-
Notifications
You must be signed in to change notification settings - Fork 128
Home
louismullie edited this page Feb 7, 2012
·
72 revisions
Treat is a toolkit for natural language processing and computational linguistics. It provides a common API for a number of existing tools in C, Ruby and Java for document retrieval, parsing, annotation, and information extraction.
Resources
- Read the latest documentation.
- See how to install Treat.
- Learn how to use Treat.
- Help out by contributing to the project.
- View a list of papers about tools included in this toolkit.
- Tutorials coming soon!
Current features
- Text extractors for PDF, HTML, XML, Word, AbiWord, OpenOffice and image formats (Ocropus)
- Document indexation and retrieval (Ferret)

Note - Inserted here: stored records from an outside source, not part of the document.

PR #2387, opened 2023-03-26
Remove sending network ping to displayed node on interval

### LINKED ISSUE #2360: [Bug]: Only send NodeInfo in response to a position request, not on the position schedule
### Category

Other

### Hardware

Not Applicable

### Firmware Version

2.1.2

### Description

When a position is sent directly to another node and a response is requested we send a NodeInfo if the device does not have a position.  This works pretty well and at least lets the other user know that the device responded.

We also seem to send an empty NodeInfo on the position schedule if the device has no GPS, and no fixed or phone provided positions which seems unnecessary.

### Relevant log output

_No response_

GUVWAF:
Fixes #2360.
This removes sending a network ping on an interval to the node that is currently displayed on a screen. This feature silently overrules the position broadcast setting, or sends its NodeInfo over and over again, which seems unnecessary. It will also create a lot of packets when you set the screen to carousel.
The ‘last seen’ time already gets updated with any other packet received from the node. Besides, this feature is not documented, so I don’t think anyone will miss it.

### DIFF
--- a/src/PowerFSM.cpp
+++ b/src/PowerFSM.cpp
@@ -194,17 +194,6 @@ static void onEnter()
     LOG_INFO("Enter state: ON\n");
     screen->setOn(true);
     setBluetoothEnable(true);
-
-    static uint32_t lastPingMs;
-
-    uint32_t now = millis();
-
-    if ((now - lastPingMs) >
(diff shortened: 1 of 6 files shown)


caveman99 (approved):

garthvh:
Amazing find!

- Text chunkers, sentence segmenters, tokenizers, and parsers for several languages (Stanford & Enju)
- Word inflectors, including stemmers, conjugators, declensors, and number inflection
- Lexical resources (WordNet interface, several POS taggers for English, Stanford taggers for several languages)

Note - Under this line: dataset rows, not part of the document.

PR #2391, opened 2023-03-28
DIY Targets nRF52/ESP32-S3/ESP32-C3

markbirss:
MakerPython nRF52 SX1280 OLED/e-Ink
x2

ESP32-S3 SX1280 OLED/e-Ink
x2

ESP32-C3 M5Stack Stamp C3 RFM95W/SX1262 OLED
x1

Rak6431 e-Ink directly connected to 5005-O base i2c/serial pins
x1


markbirss:
This is just a collection aimed to help others wanting to add DIY targets

PR #2393, opened 2023-03-29
Support double tap as button press for supported accelerometers

thebentern:


caveman99 (approved):
Looking ace. MPU6050 doesn't work?

thebentern:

- Language, date, time and named entity extraction, as well as coreference resolution
- Topic extraction (LDA or Reuters-trained model)
- Simple text statistics (frequency, TF*IDF)

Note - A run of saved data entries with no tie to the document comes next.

PR #2398, opened 2023-03-31
DIY external power pin

osmanovv:
This fixes various issues such as unexpected node sleep, WiFi disconnection.

On some boards (DIY boards with ESP32 DevKit and LILYGO® TTGO T-Energy T18) we don't have a power management chip (like AXPxxxx) so we use GPIO pin `EXT_PWR_DETECT` to detect the external power supply.

To detect an external power supply, we need to pull up the `EXT_PWR_DETECT` pin on the board.

### DIFF
--- a/src/Power.cpp
+++ b/src/Power.cpp
@@ -165,11 +165,11 @@ class AnalogBatteryLevel : public HasBatteryLevel
     virtual bool isVbusIn() override
     {
 #ifdef EXT_PWR_DETECT
-    // if external powered that pin will be pulled up
-    if (digitalRead(EXT_PWR_DETECT) == HIGH) {
-        return true;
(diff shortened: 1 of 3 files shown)


caveman99 (approved):

osmanovv:
@thebentern, thank you for fixing formatting. I biuld on Windows machine where trunk extension is not available. Is there other way to check code style without this Trunk extension?

caveman99:
@osmanovv i use windows too, i have a WSL2 window running ubuntu and use trunk in there. the windows filesystems are available inside WSL under /mnt/<driveletter>

osmanovv:
Thank you! I have just managed how to run it in WSL:

image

- Serialization of annotated entities to YAML or XML format
- Visualization in ASCII tree, directed graph (DOT) and tag-bracketed (standoff) formats
- Linguistic resources, including full ISO-639-1 and ISO-639-2 support, and tag alignments for five treebanks.
New in version 0.2.4
Here's how to access the Ferret API:
c = Collection 'folder' # Recursively searched for supported file types.
c.index # Indexes are stored under foler/.index
c.search(:ferret, :q => 'hungary').each do |doc| # Search for a document with the word "hungary".
# Do processing/annotation/extraction
puts doc.file
end
c.serialize(:yaml, :file => 'test.yaml') # Save annotated entities to reopen later.
Pretty sweet, no?
Caveats/Planned features
- The few native Ruby statistics algorithms are slow. Some of the highly recursive code in the core Tree and Entity classes will be ported to inline C.
- XML unserializer is currently broken; it will need to be fixed.
- The API to the Stanford Coreference Resolver and the NER system will need to be integrated with the parser to allow retrieval of coreferences/tags at the same time as the parse tree. Currently, it is only possible to retrieve them separately.
- Tests need to be improved for extractors and processors.
- A faster WordNet API in Java will be interfaced.
License
This software is released under the GPL License and includes software released under the GPL, Ruby, Apache 2.0 and MIT licenses.